From Performative to Practical: What Real Accessibility Commitment Looks Like

Let’s be honest: we’ve all seen it.

The slick social media post during Disability Employment Awareness Month. The glossy diversity report with stock photos of wheelchair users. The event venue claims to be inclusive until you ask where the accessible washroom is (and they say, “It’s out back, past the kitchen”).

Welcome to the world of performative accessibility.

It’s the well-meaning surface-level stuff that looks good from the outside but doesn’t actually change anything for disabled people. And if we’re serious about inclusion, we need to move beyond it

Because accessibility isn’t a photo op or a one-time policy update. It’s a practice. A mindset. And it has to show up in the real world every day, in every decision.

So, what does that shift look like?

Performative: “We care about accessibility.”

Practical: “Here’s how we’re doing the work, and here’s who’s leading it.”

Stating your commitment to accessibility means very little if it isn’t backed by action. The difference? Real commitment is measurable, transparent, and accountable.

Have you hired people with lived experience to help guide your accessibility work? Have you created policies with the disabled community, not just for them? Are you sharing what’s working and what still needs improvement?

Lip service may buy you time. But authenticity earns trust.

Performative: Adding captions to a video…once.

Practical: Making accessible content your default, not your exception.

Real accessibility means building practices that include everyone right from the start. That means:

  • Captions on every video.
  • Alt text on every image.
  • No key information is hidden in PDFs or graphics without text alternatives.

If someone can only access your message sometimes, that’s not accessibility. That’s luck.

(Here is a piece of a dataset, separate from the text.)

PR #2232, opened 2023-04-03
Allow style overrides for inlay_hints.css

### LINKED ISSUE #2229: Settings for editing inlay hints
I wish to style the inlay hints that LSP provides, however, LSP only allows for very limited styling, basically background color, font type, font color, but nothing else. There are these ugly round borders on the little hint that cannot be removed without editing inlay_hint.py directly to change the enforced CSS.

True inclusion isn’t reactive; it’s routine.

Performative: Hosting an “inclusive” event in an inaccessible space.

Practical: Designing experiences that actually work for everyone.

You can’t claim inclusion if someone can’t physically get through the door or navigate your event once inside.

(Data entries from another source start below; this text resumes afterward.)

PR #2234, opened 2023-04-06
adding outline as an option to drawing document_highlight

TerminalFi:
image

### DIFF
--- a/plugin/core/types.py
+++ b/plugin/core/types.py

An accessible event is one where:

  • The venue has barrier-free entry and washrooms
  • Sign language interpreters and live captions are available.
  • You ask about access needs up front and honour them.

And that goes for digital spaces too. Accessibility doesn’t stop at the login screen.

Performative: Talking about disability only when it’s trending.

Practical: Making accessibility part of your ongoing story.

Disabled people exist all year, not just during Disability Pride Month.

If you only post about accessibility in October or tweet a hashtag once a year, it sends a message: “This isn’t really part of who we are.” Inclusion should always be part of your voice, your values, and your brand, always.

The organizations that get this right? They’re the ones who listen year-round, who invest in long-term change, and who centre people, not optics.

Real talk time

Performative gestures might win applause for a moment. But practical, sustained action is what changes lives and businesses for the better.

If you’re not sure where to start, begin by listening. Talk to disabled people. Hire them. Pay them for their expertise. Make space for their leadership. And be willing to get uncomfortable if it means getting better.

Accessibility isn’t about getting it perfect; it’s about getting it right.

And that starts when we stop performing and start doing.